The harmonic series is defined by: $H_n = \displaystyle \sum_{i=1}^n \frac{1}{i}$, so we can write the sum as:

$\displaystyle \sum_{i=1}^n \frac{1}{n+i} = H_{2n} - H_{n}$At this point, it seems that you could just use the asymptotic form of $H_n$ for large $n$.

Very impressive view stevendaryl!

I’m trying to use different approaches to see this tricky result. By what you see I could, at least, make an algorithm in C language to check if it really converges to $log(2) = 0.69314718$ :

 

[Ray Vickson]

Very impressive view stevendaryl!

I’m trying to use different approaches to see this tricky result. By what you see I could, at least, make an algorithm in C language to check if it really converges to $log(2) = 0.69314718$ :

View attachment 208443

Very impressive view stevendaryl!

I’m trying to use different approaches to see this tricky result. By what you see I could, at least, make an algorithm in C language to check if it really converges to $log(2) = 0.69314718$ :

View attachment 208443

If you look at it the right way it is not tricky at all, and can be done without any use of a computer, or calculator, or anything.

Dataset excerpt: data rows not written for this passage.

PR #447, opened 2025-08-22
Refactor trace segment handling to remove `TraceSegmentId::index()` and introduce `TraceShape<T>`

### LINKED ISSUE #442: Remove `TraceSegmentId::index()` method and improve references to trace segments in the codebase
In https://github.com/0xMiden/air-script/pull/438, we've introduced an enum to avoid referencing a trace segment by a number:

```rust
pub enum TraceSegmentId {
   Main = 0,
   Aux = 1,
}
```

In different parts of the codebase, we want to store data indexed by the trace segment, for instance:
- In the AST and in the MIR, we want to describe the trace bindings defined by the user (that can only be the main trace at this stage)
- In the AIR, we want to describe boudary and integrity constraints for the main and the aux trace
- In the ACE codegen, the layout contains the main and the aux traces, but also the quotient that is considered the third segment. We use the method `TraceSegmentId::index()` to convert the TraceSegmentId back to an usize and index by it, which is not optimal.

Handling `Vec<TraceSegment>` or `BTreeMap<TraceSegmentId, TraceSegment>` is suboptimal as we need to either use `TraceSegmentId::index()`, or ensure that the BTreeMap does contain all the information we expect at each stage of the compilation.

An improvement and a way to unify the different parts of the codebase is described by @adr1anh in: https://github.com/0xMiden/air-script/pull/438#issuecomment-3173659705
```rust
struct TraceShape<T> {
  main: T,
  aux: T,
}
```

Having for example `FrontEndTraceShape<T>`, `TraceShape<T>`, `FullTraceShape<T>` should ensure that the needed data is always there, and remove the need of the `index` method.

_Originally posted by @bobbinth in https://github.com/0xMiden/air-script/pull/438#pullrequestreview-3104259358_

surajk-m:
Closes #442 

This PR addresses the issue raised in #438 by removing the `TraceSegmentId::index()` method and introducing a type safe approach to handling trace segments across the codebase. The goal is to eliminate the reliance on numeric indices for referencing trace segments (main, aux, and quotient) and unify the representation of trace data using the proposed TraceShape<T> and FullTraceShape<T> structs, as suggested by @adr1anh and @bobbinth.

@adr1anh @bobbinth , I would appreciate your feedback on whether the `TraceShape<T>` and `FullTraceShape<T>` implementations fully cover all use cases in the AIR and ACE modules.

### DIFF
--- a/air/src/ir/mod.rs
+++ b/air/src/ir/mod.rs
@@ -24,6 +24,94 @@ pub use self::{
     value::{PeriodicColumnAccess, PublicInputAccess, Value},
 };
 
+/// A fixed two segment trace shape containing values for the main and aux segments.
+#[derive(Clone, Debug, PartialEq, Eq, Default)]
+pub struct TraceShape<T> {
+    main: T,
+    aux: T,
+}
+
+impl<T> TraceShape<T> {
+    pub fn new(main: T, aux: T) -> Self {
+        Self { main, aux }
+    }
+
+    #[inline]
+    pub fn get(&self, id: TraceSegmentId) -> &T {
+        match id {
+            TraceSegmentId::Main => &self.main,
+            TraceSegmentId::Aux => &self.aux,
+        }
+    }
+
+    #[inline]
+    pub fn get_mut(&mut self, id: TraceSegmentId) -> &mut T {
+        match id {
+            TraceSegmentId::Main => &mut self.main,
+            TraceSegmentId::Aux => &mut self.aux,
+        }
+    }
+
+    pub fn map<U, F: FnMut(&T) -> U>(&self, mut f: F) -> TraceShape<U> {
+        TraceShape { main: f(&self.main), aux: f(&self.aux) }
+    }
+}
+
+impl<T> core::ops::Index<TraceSegmentId> for TraceShape<T> {
+    type Output = T;
+    fn index(&self, index: TraceSegmentId) -> &Self::Output {
+        self.get(index)
+    }
+}
+
+impl<T> core::ops::IndexMut<TraceSegmentId> for TraceShape<T> {
+    fn index_mut(&mut self, index: TraceSegmentId) -> &mut Self::Output {
+        self.get_mut(index)
+    }
+}
+
+/// A fixed three segment trace shape containing values for the main, aux, and quotient segments.
+///
+/// This wraps a two segment `TraceShape<T>` for the witness traces, and adds a separate
+/// `quotient` segment which is not addressable via `TraceSegmentId`.
+#[derive(Clone, Debug, PartialEq, Eq, Default)]
+pub struct FullTraceShape<T> {
+    pub segments: TraceShape<T>,
+    pub quotient: T,
+}
+
+impl<T> FullTraceShape<T> {
+    pub fn new(main: T, aux: T, quotient: T) -> Self {
+        Self {
+            segments: TraceShape::new(main, aux),
+            quotient,
+        }
+    }
+
+    #[inline]
+    pub fn segments(&self) -> &TraceShape<T> {
+        &self.segments
+    }
+
+    #[inline]
+    pub fn segments_mut(&mut self) -> &mut TraceShape<T> {
+        &mut self.segments
+    }
+}
+
+impl<T> core::ops::Index<TraceSegmentId> for FullTraceShape<T> {
+    type Output = T;
+    fn index(&self, index: TraceSegmentId) -> &Self::Output {
+        &self.segments[index]
+    }
+}
+
+impl<T> core::ops::IndexMut<TraceSegmentId> for FullTraceShape<T> {
+    fn index_mut(&mut self, index: TraceSegmentId) -> &mut Self::Output {
+        &mut self.segments[index]
+    }
+}
+
 /// The offset of the "current" row during constraint evaluation.
 pub const CURRENT_ROW: usize = 0;
 /// The minimum cycle length of a periodic column
--- a/air/src/ir/mod.rs
+++ b/air/src/ir/mod.rs
@@ -41,15 +41,9 @@ impl<T> TraceShape<T> {
     }
 
     /// Returns an iterator over mutable references to `(TraceSegmentId, T)` in segment order.
-    pub fn iter_mut(
-        &mut self,
-    ) -> impl Iterator<Item = (TraceSegmentId, &mut T)> {
+    pub fn iter_mut(&mut self) -> impl Iterator<Item = (TraceSegmentId, &mut T)> {
         let (main, aux) = (&mut self.main, &mut self.aux);
-        [
-            (TraceSegmentId::Main, main),
-            (TraceSegmentId::Aux, aux),
-        ]
-        .into_iter()
+        [(TraceSegmentId::Main, main), (TraceSegmentId::Aux, aux)].into_iter()
     }
 }
 
--- a/air/src/ir/mod.rs
+++ b/air/src/ir/mod.rs
@@ -43,7 +43,7 @@ impl<T> TraceShape<T> {
     /// Returns an iterator over mutable references to `(TraceSegmentId, T)` in segment order.
     pub fn iter_mut(
         &mut self,
-    ) -> core::array::IntoIter<(TraceSegmentId, &mut T), 2> {
+    ) -> impl Iterator<Item = (TraceSegmentId, &mut T)> {
         let (main, aux) = (&mut self.main, &mut self.aux);
         [
             (TraceSegmentId::Main, main),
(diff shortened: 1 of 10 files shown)


air/src/ir/mod.rs
```diff
@@ -22,6 +22,94 @@ pub use self::{
     value::{PeriodicColumnAccess, PublicInputAccess, Value},
 };
 
+/// A fixed two segment trace shape containing values for the main and aux segments.
+#[derive(Clone, Debug, PartialEq, Eq, Default)]
+pub struct TraceShape<T> {
+    main: T,
+    aux: T,
```
adr1anh: These could be `pub`, avoiding the need for the `get` and `get_mut` methods. The `Index` and `IndexMut` implementation would be used for indexing with a `TraceSegmentID`.

air/src/passes/translate_from_mir.rs
```diff
@@ -634,12 +642,11 @@ impl AirBuilder<'_> {
...
-            .trace_columns
-            .get_mut(&trace_access.segment)
-            .expect("Boundary constraint on an unknown trace segment")
-            .mark_constrained(boundary.span(), trace_access.column, boundary.kind)
-        {
+        if let Some(prev) = self.trace_columns.get_mut(trace_access.segment).mark_constrained(
+            boundary.span(),
+            trace_access.column,
+            boundary.kind,
+        ) {
```
adr1anh: Adding the following trait implementations could simplify this call. Up to you if you think it is worth it.

```
impl<T> core::ops::Index<usize> for TraceShape<T> {
    type Output = &T;

    fn index(&self, index: usize) -> &Self::Output {
        match index {
            0 => &self.main,
            1 => &self.aux,
            _ => panic!("invalid segment index"),
    }
```

adr1anh (commented):
Thanks for tackling this, it looks really good. 

I think we could go a bit further here with the following suggestions. I might be missing some details that make these points redundant, so up to you whether they are worth implementing. 
- Adding `impl Index{Mut}<usize> for {Full}TraceShape` would simplify some calls that still rely on indices. Panicking when encountering an out-of-range index would be okay as that matches indexing behavior of other types.
- Replace `trace_segments: [[InputRegion; 3]; 2]` in the ACE Layout with `[FullTraceShape; 2]`
- We can remove `get` and `get_mut` as these are handled by the `Index` trait.
- Make the fields  of `TraceShape` public.
- I think keeping `TraceSegmentId::index` could still be useful, though it could be replaced by `From<TraceSegmentId> for usize` since the conversion never fails.

bobbinth:
@surajk-m - are you still planning to finish this PR?

air/src/passes/translate_from_mir.rs
surajk-m: The proposed `Index<usize>` trait implementation for `TraceShape<T>` looks promising and could indeed simplify indexing calls. I'll integrate it with a matching `IndexMut<usize>` for mutable access.

surajk-m:
Hey @bobbinth @adr1anh,

Thanks for the feedback! Sorry for the delayed reply. Yes, I’m still planning to finish this up soon. I’ve been tied up with other tasks, but I’m aiming to push the changes by tomorrow.

impl `Index{Mut}<usize> for {Full}TraceShape` will clean up the index based calls nicely. I’ll add impl `Index<usize>` and `IndexMut<usize>` for both `TraceShape` and `FullTraceShape`, with panics on out of range indices to match standard behavior. The example impl you provided for Index is spot on, I’ll use something similar and extend it for mutability.

I’ll keep index() for now since it’s explicit and useful in some contexts, but I’ll also add the From `impl` as a convenience (it’s infallible, so no issues there).

Regarding `trace_segments: [[InputRegion; 3]; 2]` in ACE Layout, switching to `[FullTraceShape; 2]` makes total sense for consistency and better type safety. I’ll make that change.

adr1anh:
This looks great! One final comment: how easy is it to use this in the `AceInputs`?

bobbinth:
@surajk-m - seems like the build is failing here? would you be able to fix this?

surajk-m:
Hey @bitwalker @bobbinth, thanks for flagging the build issue,

> Super glad you like the changes! On the `AceInputs` no worries at all. Since we kept the `AirInputs` interface as is (still exposing `main`, `aux`, and `quotient` separately), all the updates to `AceVars.segments` and the indexing logic are nicely tucked away. We don’t need to tweak anything in existing `AceInputs` code. 

> The switch to `[FullTraceShape<Vec<QuadFelt>>; 2]` makes segment handling smoother, and `into_ace_vars` now uses `FullTraceShape::new(main_*, aux_*, quotient_*)` for more consistent row building. 

> The memory write loop’s also cleaner with the new `Index/IndexMut<usize>` setup, using `layout.trace_segments[row][i]` and 
`self.segments[row][i]`. It all plays nicely with `AceInputs` out of the box.

air/src/ir/mod.rs
```diff
@@ -24,6 +24,134 @@ pub use self::{
...
+impl<T> core::ops::IndexMut<TraceSegmentId> for TraceShape<T> {
+    fn index_mut(&mut self, index: TraceSegmentId) -> &mut Self::Output {
+        match index {
+            TraceSegmentId::Main => &mut self.main,
+            TraceSegmentId::Aux => &mut self.aux,
+        }
+    }
+}
+
+impl<T> core::ops::Index<usize> for TraceShape<T> {
```
Leo-Besancon, line 69: It seems that these two implementations are never used in the codebase (it's only used for `FullTraceShape` I believe)

```rust
impl<T> core::ops::Index<usize> for TraceShape<T>
impl<T> core::ops::IndexMut<usize> for TraceShape<T>
```

I think we could remove them as we have `Index<TraceSegmentId>` and `IndexMut<TraceSegmentId>`, but we could also keep them to stay consistent with `FullTraceShape` (that does rely on them).

What do you think @adr1anh?

air/src/passes/translate_from_mir.rs
```diff
@@ -65,19 +71,21 @@ impl Pass for MirToAir<'_> {
...
-                    Symbol::new(TraceSegmentId::Aux.index() as u32),
-                ),
+                Identifier::new(SourceSpan::default(), Symbol::intern("$aux")),
                 bus_raw_bindings,
             );
             for binding in aux_trace_segment.bindings.iter() {
                 bus_bindings_map.insert(binding.name.unwrap(), binding.offset);
             }
-            trace_columns.insert(aux_trace_segment.id, aux_trace_segment);
+            trace_columns_aux = aux_trace_segment;
```
Leo-Besancon: If there are buses, you currently create two TraceSegment for the aux trace (one empty to initialize it, that is replaced with one with the bus bindings).

I think it would be cleaner to only allocate it once:
```rust
let trace_columns_aux = if buses.empty() {
  // return empty aux TraceSegment
} else {
  // return TraceSegment with bus_raw_bindings  
}
```

codegen/ace/src/tests/quotient.rs
```diff
@@ -66,7 +66,10 @@ pub fn eval_quotient(air: &Air, ace_vars: &AceVars, log_trace_len: u32) -> QuadF
             Operation::Value(v) => match v {
                 Value::Constant(c) => QuadFelt::from(Felt::new(c)),
                 Value::TraceAccess(access) => {
-                    let segment_index = access.segment.index();
+                    let segment_index = match access.segment {
+                        TraceSegmentId::Main => 0,
+                        TraceSegmentId::Aux => 1,
+                    };
                     ace_vars.segments[access.row_offset][segment_index][access.column]
```
Leo-Besancon: You can use directly 
```rust
ace_vars.segments[access.row_offset][access.segment][access.column]
```

Leo-Besancon (commented):
Good job, it's a lot cleaner with this PR!

I've left a few (non-blocking on my side) comments, but otherwise it looks good to me.

adr1anh:
I think it would still be good to use `FullTraceShape` in [`AirInputs`](https://github.com/surajk-m/air-script/blob/57e00abab91be07b047e34f5faad6d5d243236a4/codegen/ace/src/inputs.rs#L24) to replace `main, aux, quotient`.

air/src/ir/mod.rs
adr1anh: I'd favor keeping them for consistency :)

air/src/passes/translate_from_mir.rs
surajk-m: Got it, I’ve updated it so the aux trace is allocated only once.

surajk-m:
Hey @adr1anh, `AirInputs` now uses `FullTraceShape`. Thanks for the feedback above @adr1anh @Leo-Besancon @bobbinth, we can merge the PR.

Leo-Besancon (approved):
LGTM!

bobbinth:
@surajk-m - could you please merge the latest `next` into this branch? The test should pass after this.

adr1anh (approved):

bobbinth (approved):
Looks good! Thank you!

Once you have assured me that you have turned in the work for marking, I will be happy to post the method. You will kick yourself once you see it!

 

[Onezimo Cardoso]

If you look at it the right way it is not tricky at all, and can be done without any use of a computer, or calculator, or anything.

Once you have assured me that you have turned in the work for marking, I will be happy to post the method. You will kick yourself once you see it!

Actually I’m still trying to see a way to find out this result and I’m doing my best to research in different sources. But you can feel free to send the method as well as the Liu Kang to kick myself =)

 

[Ray Vickson]

Actually I’m still trying to see a way to find out this result and I’m doing my best to research in different sources. But you can feel free to send the method as well as the Liu Kang to kick myself =)

I cannot send the method as long as the work has not yet been turned for marking. That would be against the PF rules.

 

[LCKurtz]

@Ray Vickson: I don't think giving the hint of thinking about an approximating sum to an integral is too much of a hint.